Malgré une baisse du taux d’accidents liés aux conditions météorologiques, les vols VFR en IMC demeurent la principale cause des accidents mortels de l’aviation générale et l’une des causes principales de tous les accidents d’aéronefs mortels au Canada et aux États-Unis. Bien que divers facteurs environnementaux comme les terrains montagneux et l’obscurité constituent des facteurs contributifs, les enquêteurs mentionnent régulièrement que des lacunes au niveau de la planification, du jugement et de la prise de décision de la part du pilote sont à l’origine de sa décision de poursuivre un vol VFR dans de mauvaises conditions météorologiques.

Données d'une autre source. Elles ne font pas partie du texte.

Issue #1195, opened 2025-05-21
Warning on providing a mask


dalmijn:
### HydroMT version checks

- [x] I have checked that this issue has not already been reported.
- [x] I have checked that this bug exists on the latest version of HydroMT.

### Reproducible Example

Request geospatial data from the data catalog using a mask, either bbox or geom.
Make sure a logger is present.

### Current behaviour

Gives an ungodly warning with the geometries entirely in the message.
This happend in the `resolve` method of the `ConventionResolver` class.

### Desired behaviour

No warning.

### Additional context

No.

PR #1215, opened 2025-07-15
Re-enable chunking on read

### LINKED ISSUE #1193: Chunking not applied in the raster drivers
### HydroMT version checks

### Reproducible Example

The following code will take a long time to compute and then give an memory error
`memoryError: Unable to allocate 280. GiB for an array with shape (1, 174000, 432000) and data type uint32`

```
import hydromt 
from hydromt.model.processes.basin_mask import get_basin_geometry

# Bounding box encompassing the Rhine basin
bbox = [ 3.56583333, 46.32583333, 11.87583333, 52.00833333]

data_catalog = hydromt.DataCatalog(data_libs="deltares_data")
basin_index = data_catalog.get_source("merit_hydro_index")

# This will take forever, if it even loads
ds = ds = data_catalog.get_rasterdataset("merit_hydro", bbox=bbox)

# When I for example whan to generate the Rhine basin it will give a memory error
gdf_bas, _ =  get_basin_geometry(ds=ds, basin_index=basin_index, xy=[5.076212, 51.826497])

```

The same code for v0.10 works fine: 

```
import hydromt 
from hydromt.workflows import get_basin_geometry

# Bounding box encompassing the Rhine basin
bbox = [ 3.56583333, 46.32583333, 11.87583333, 52.00833333]

data_catalog = hydromt.DataCatalog(data_libs="deltares_data")
basin_index = data_catalog.get_source("merit_hydro_index")


ds = ds = data_catalog.get_rasterdataset("merit_hydro", bbox=bbox)

gdf_bas, _ =  get_basin_geometry(ds=ds, basin_index=basin_index, xy=[5.076212, 51.826497])

```

### Current behaviour

I think the issue is related to dask. In any case the chunking is not working

### Desired behaviour

The v1 code should have the same behaviour as  v0.10

### Additional context

_No response_

dalmijn:
## Issue addressed

Fixes #1193 #1195 

## Explanation

Added chunking as an argument in the signature of the `get_rasterdataset` method of `DataCatalog`. This arguments trickles all the way down to the drivers. In the drivers (i.e. `RasterDatasetXarrayDriver` & `RasterioDriver`) a check is done on the signature and the chunking present under driver options in the data catalog yaml file. The signature is prioritised over the the definition of the chunking in the data catalog. Mosaic raster's (not vrt's) cause small issues in the chunking, which resulted in resetting the chunking after reading.
Added a flag only available in the data catalog whether or not to enable local caching of vrt's after chatting a bit with @roeldegoede. This defaults to `False` but can be enabled by settings 'cache' under driver options.
The caching of vrt files was broken in general, so a fix based on gdal's `gdalbuildvrt` has been implemented to combat that. Now everytime new files get cached of a specific dataset, a new vrt is created based on all cached tiles.

EDIT:
Removed support for Python 3.9 as import issues arose after updating the enviroments due to the addition of gdal. As 3.10 is also already discouraged from using according to e.g. [this site](https://scientific-python.org/specs/spec-0000/) it has been removed as well.
Pinned shapely to >= 2.1 as a change was made in how the function `oriented_envelope` return the coordinates.
Removed settings the 'cache' flag from the data catalog yaml file as the `DataCatalog` already had a flag for caching in it's constructor. 
Added testing for vrt caching, as it didnt already exist explicitly.

EDIT EDIT:
Made gdal an optional dependency, which means that caching of the vrt's is not available until gdal and it's bindings are installed.

## General Checklist

- [x] Updated documentation
- [x] Updated changelog.rst

## Data/Catalog checklist

### DIFF
--- a/hydromt/_utils/caching.py
+++ b/hydromt/_utils/caching.py
@@ -12,15 +12,19 @@ import geopandas as gpd
 import numpy as np
 from affine import Affine
 from fsspec import AbstractFileSystem, url_to_fs
-from osgeo import gdal
 from pyproj import CRS
 
+from hydromt._compat import HAS_GDAL
 from hydromt._typing.type_def import StrPath
 from hydromt._utils.uris import _strip_scheme, _strip_vsi
 from hydromt.config import SETTINGS
 
-logger = logging.getLogger(__name__)
+if HAS_GDAL:
+    from osgeo import gdal
 
+    gdal.UseExceptions()
+
+logger = logging.getLogger(__name__)
 
 __all__ = ["_copy_to_local", "_cache_vrt_tiles"]
 
@@ -109,6 +113,10 @@ def _cache_vrt_tiles(
     vrt_destination_path : Path
         Path to cached vrt
     """
+    if not HAS_GDAL:
+        raise ImportError("Can't cache vrt's without GDAL installed.")
+
+    # Get the filesystem type
     if fs is None:
         fs: AbstractFileSystem = url_to_fs(vrt_uri)[0]
 
--- a/hydromt/data_catalog/data_catalog.py
+++ b/hydromt/data_catalog/data_catalog.py
@@ -106,7 +106,9 @@ class DataCatalog(object):
             If None, no default data catalog is used.
         cache: bool, optional
             Set to true to cache data locally before reading.
-            Currently only implemented for tiled rasterdatasets, by default False.
+            Currently only implemented for tiled rasterdatasets.
+            Requires the installation of GDAL and it's python bindings.
+            By default False.
         cache_dir: str, Path, optional
             Directory root path to cache data to, by default ~/.hydromt
         logger : logger object, optional
--- a/pyproject.toml
+++ b/pyproject.toml
@@ -15,7 +15,6 @@ dependencies = [
   "click",                  # CLI configuration
   "dask",                   # lazy computing
   "fsspec[http]",           # general file systems utilities
-  "gdal>=3.5.0",            # Our favourite geospatial library
   "geopandas[all]>=0.10",   # pandas but geo, wraps fiona and shapely
   "importlib_metadata",     # entrypoints backport
   "mercantile",             # tile handling
@@ -65,8 +64,9 @@ dynamic = ['version', 'description']
 [project.optional-dependencies]
 io = [
   "gcsfs>=2023.12.1", # google cloud file system
-  "openpyxl",         # excel IO
+  "gdal>=3.5.0",      # Our favourite geospatial library
   "fastparquet",      # parquet IO
+  "openpyxl",         # excel IO
   "pillow",           # image IO
   "s3fs",             # S3 file system
 ]
@@ -205,15 +205,15 @@ python = "3.12.*"
 [tool.pixi.feature.py313.dependencies]
 python = "3.13.*"
 
-[tool.pixi.dependencies]
-gdal = ">=3.5.0"
-pyflwdir = ">=0.5.4"
-
 [tool.pixi.pypi-dependencies]
 hydromt = { path = ".", editable = true }
 
 [tool.pixi.feature.doc.dependencies]
 pandoc = "*"
+
+[tool.pixi.feature.io.dependencies]
+gdal = ">=3.5.0"
+pyflwdir = ">=0.5.4"
 
 [tool.pixi.feature.doc.tasks]
 doctest = { cmd = [
@@ -366,6 +366,7 @@ full-latest = { features = [
   "doc",
   "examples",
 ], solve-group = "py313" }
+min-latest = { features = ["py313", "test"], solve-group = "py313" }
 slim-latest = { features = [
   "py313",
   "io",
--- a/hydromt/_compat.py
+++ b/hydromt/_compat.py
@@ -5,10 +5,25 @@ from packaging.version import Version
 
 __all__: List[str] = []
 
-HAS_PYET = False
 HAS_GCSFS = False
-HAS_S3FS = False
+HAS_GDAL = False
 HAS_OPENPYXL = False
+HAS_PYET = False
+HAS_S3FS = False
+
+try:
+    import gcsfs
+
+    HAS_GCSFS = True
+except ImportError:
+    pass
+
+try:
+    from osgeo import gdal
+
+    HAS_GDAL = True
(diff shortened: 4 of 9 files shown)


savente93 (approved):
I'm not too familiar with how VRT's work so I'm not sure I can really comment on the semantics of the code, but I see nothing wrong and it's well tested, so I'm happy to accept this.

pyproject.toml
```diff
@@ -15,6 +15,7 @@ dependencies = [
   "click",                  # CLI configuration
   "dask",                   # lazy computing
   "fsspec[http]",           # general file systems utilities
+  "gdal>=3.5.0",            # Our favourite geospatial library
```
deltamarnix: Dirk mentioned that adding gdal as a dependency is going to have issues with pip installations. It would make sense if we add vrt under a separate feature flag, so that users can install it if they know what they are doing. And I would add it to the conda recipe to always add it.

```toml
vrt = ["gdal>=3.5.0"]
```

And also explain in the documentation what adding this extra optional feature would mean for the user.

pyproject.toml
```diff
@@ -214,6 +205,10 @@ python = "3.12.*"
 [tool.pixi.feature.py313.dependencies]
 python = "3.13.*"
 
+[tool.pixi.dependencies]
+gdal = ">=3.5.0"
+pyflwdir = ">=0.5.4"
```
deltamarnix: Is pyflwdir not available under pypi?

pyproject.toml
```diff
@@ -109,9 +108,6 @@ examples = [
   "notebook",   # jupyter integration
 ]
 
-full = ["hydromt[io,extra,dev,test,doc,examples]"]
-slim = ["hydromt[io,extra,examples]"]
```
deltamarnix, line 113: Why did you decide to remove these feature sets? Is it never used by users?

hydromt/_utils/caching.py
```diff
@@ -199,10 +196,44 @@ def _cache_vrt_tiles(
...
+
+    # Build the vrt with gdal
+    out_ds = gdal.BuildVRT(
+        destName=vrt_destination_path.as_posix(),
+        srcDSOrSrcDSTab=new,
+    )
+
+    # Close and dereference the gdal dataset
+    out_ds.Close()
+    out_ds = None
```
deltamarnix, line 245:
```suggestion
    del out_ds
```

Although I'm not sure if that would be needed. `out_ds` goes out of scope anyways when the method is finished. So it looks superfluous to me.

hydromt/data_catalog/data_catalog.py
```diff
@@ -1330,11 +1336,16 @@ def get_rasterdataset(
         else:
             raise ValueError(f'Unknown raster data type "{type(data_like).__name__}"')
 
+        # This isnt briliant but works the best at this stage
+        if isinstance(source.driver, RasterioDriver):
+            source.driver.options.update({"cache": self.cache})
```
deltamarnix, line 1343: Is this something you could add to every driver, instead of checking? Then let the driver decide if it will do anything with it. That would remove the dependency.

hydromt/data_catalog/drivers/raster/rasterio_driver.py
```diff
@@ -130,6 +134,12 @@ def _open() -> Union[xr.DataArray, xr.Dataset]:
         else:
             ds = _open()
 
+        # Mosiac's can mess up the chunking, which can error during writing
+        # Or maybe setting
+        chunks = options.get("chunks")
```
deltamarnix, line 139: Changing everything to `pop`, except this one? ;)

hydromt/data_catalog/sources/rasterdataset.py
```diff
@@ -50,6 +50,7 @@ def read_data(
         variables: Optional[List[str]] = None,
         time_range: Optional[TimeRange] = None,
         zoom: Optional[Zoom] = None,
+        chunks: Optional[dict] = None,
```
deltamarnix, line 53: From the documentation in xarray: 

> chunks ([int](https://docs.python.org/3/library/functions.html#int), [tuple](https://docs.python.org/3/library/stdtypes.html#tuple) of [int](https://docs.python.org/3/library/functions.html#int), "auto" or [mapping](https://docs.python.org/3/glossary.html#term-mapping) of [hashable](https://docs.xarray.dev/en/latest/user-guide/terminology.html#term-name) to [int](https://docs.python.org/3/library/functions.html#int) or a TimeResampler, optional)

So maybe it should just be `Any`?

open-vscode.bat
deltamarnix, line 1: Why did you remove this file? I love opening my vs code with this bat file. What's the alternative?

scripts/migrate_catalog_to_v1.py
```diff
@@ -43,6 +43,17 @@
 }
 
 
+class CatalogDumper(SafeDumper):
```
deltamarnix, line 46: Not sure why this is part of your PR.

hydromt/data_catalog/data_catalog.py
dalmijn: Not really. Other drivers have their own way of resolving the driver kwargs

hydromt/_utils/caching.py
dalmijn: Considered as good practice when working with gdal shadow objects

open-vscode.bat
dalmijn: Vscode supports pixi envs

hydromt/data_catalog/drivers/raster/rasterio_driver.py
dalmijn: Yep.

pyproject.toml
dalmijn: Yes, but installing hydromt via conda causes issues between numba and pyflwdir, so conda specified. I dunno maybe some discrepancy between the pypi recipe and conda recipe of pyflwidir

hydromt/data_catalog/sources/rasterdataset.py
dalmijn: No, in hydromt it's passed around internally as a dict.

savente93:
Marnix has gone on vacation so in the interest of being able to move on, I discussed the issues with Brendan and overruled the requested changes. We can address things if they are still relevant when he returns.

Les biais d’optimisme et l’excès de confiance ne sont que deux des nombreux facteurs complexes et inconscients qui contribuent à ce que le milieu aéronautique a depuis longtemps considéré comme la principale cause de ces accidents : le syndrome du retour au bercail. Ce trait maladif est aggravé par la forte influence que peuvent exercer d’autres personnes sur la prise de décision du pilote. En effet, une étude récente comparant les différents accidents d’aéronefs a révélé que le taux d’accident de vol VFR en IMC était considérablement plus élevé lorsque des passagers se trouvaient à bord. Il est donc très important pour éviter le piège du vol VFR en IMC que vous soyez conscient du fait que vos décisions ne sont pas toujours prises de façon rationnelle, et que si vous n’êtes pas prudents, les biais auxquels nous sommes tous vulnérables pourraient vous inciter à aller là où vous ne devriez pas aller.

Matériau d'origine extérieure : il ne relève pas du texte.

PR #1228, opened 2025-07-25
Clarify and update write and read nc

dalmijn:
## Issue addressed

Fixes #<issue number>

## Explanation

Added compression and CF compliant dimensions encoding to `_write_nc`. Also added the option do to delay the compute of the datasets and use a dask progressbar instead. Also made `_write_nc` write a single file a simple loop over the data of the components where necessary. This in order to take away the footfun that was the encoding in the old `_write_nc`. Separated `_read_nc` into  `_read_nc` for a single file and `_read_ncs` for the read of multiple files using a pattern.

## General Checklist

- [ ] Updated documentation
- [ ] Updated changelog.rst

## Data/Catalog checklist

### DIFF
--- a/hydromt/_io/writers.py
+++ b/hydromt/_io/writers.py
@@ -163,7 +163,7 @@ def _write_nc(
     force_overwrite: bool = False,
     **kwargs,
 ) -> Optional[DeferedFileClose]:
-    """Write dictionnary of xarray.Dataset and/or xarray.DataArray to netcdf files.
+    """Write xarray.Dataset and/or xarray.DataArray to netcdf file.
 
     Possibility to update the xarray objects attributes to get GDAL compliant NetCDF
     files, using :py:meth:`~hydromt.raster.gdal_compliant`.
@@ -177,7 +177,7 @@ def _write_nc(
     Parameters
     ----------
     ds : xr.DataArray | xr.Dataset
-        Data to be written to the drive
+        Dataset to be written to the drive
     filepath : Path | str
         Full path to the outgoing file
     compress : bool, optional
--- a/hydromt/_io/writers.py
+++ b/hydromt/_io/writers.py
@@ -3,7 +3,7 @@
 import os
 from logging import Logger, getLogger
 from os import makedirs
-from os.path import dirname, exists, isdir, isfile, join
+from os.path import dirname, exists, isdir, join
 from pathlib import Path
 from tempfile import TemporaryDirectory
 from typing import Any, Dict, List, Optional, Union, cast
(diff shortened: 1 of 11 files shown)


hydromt/_io/writers.py
```diff
@@ -119,18 +120,50 @@ def _zarr_writer(
...
+    obj = ds.to_netcdf(
+        filepath,
+        compute=compute,
+        **kwargs,
+    )
+    if compute:
+        return
+
+    with ProgressBar():
+        obj.compute()
```
aslowwriter, line 151: I'm not a fan of having the progress bar in there, since it's messed with the output of documentation and examples before. is this really necessary?

hydromt/_io/writers.py
```diff
@@ -143,54 +176,82 @@ def _write_nc(
...
+    logger.debug(f"Writing file {filepath.as_posix()}")
+    # Check whether the file already exists
+    if filepath.is_file() and not force_overwrite:
+        raise IOError(f"File {filepath.as_posix()} already exists")
+    if not filepath.parent.is_dir():
+        filepath.parent.mkdir(parents=True)
+
+    # Focus on the encoding and set these for all dims, coords and data vars
+    encoding = kwargs.pop("encoding", {})
+    for var in set(list(ds.coords) + list(ds.data_vars)):
```
aslowwriter:
```suggestion
    for var in set(ds.coords) | set(ds.data_vars):
```

savente93 (changes requested):
Looks good to me aside from the progress bar issue. After we resolve that we can merge

hydromt/_io/writers.py
dalmijn: It's disabled by default, when writing e.g. the forcing it is quite handy and then it can be enabled, it only is enabled when compute is set to false

hydromt/_io/writers.py
dalmijn: Sets cannot be appended.

aslowwriter: my bad, this should work tho

hydromt/_io/writers.py
aslowwriter: okay, it's not a huge change so we can try it

savente93 (approved):
Updated my suggestion, otherwise I think this is fine. Thanks

hydromt/_io/writers.py
dalmijn: Good one, will do

hydromt/_io/writers.py
dalmijn: To add to it, it is controlled, essentially, by the components. Where doing nothing results in no progressbar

Dale Wilson donne des cours sur la sécurité aérienne et les facteurs humains à l’Université de Central Washington à Ellensburg (Washington). Il est l’auteur de plusieurs articles sur le vol de nuit, les illusions visuelles et le vol VFR en IMC. Les liens vers ses travaux, dont le mémoire de recherche qui a inspiré cet article et intitulé Optimistic and Ability Biases in Pilots’ Decisions and Perceptions of Risk Regarding VFR Flight Into IMC — se trouvent à www.cwu.edu/~aviation/faculty_wilson.html.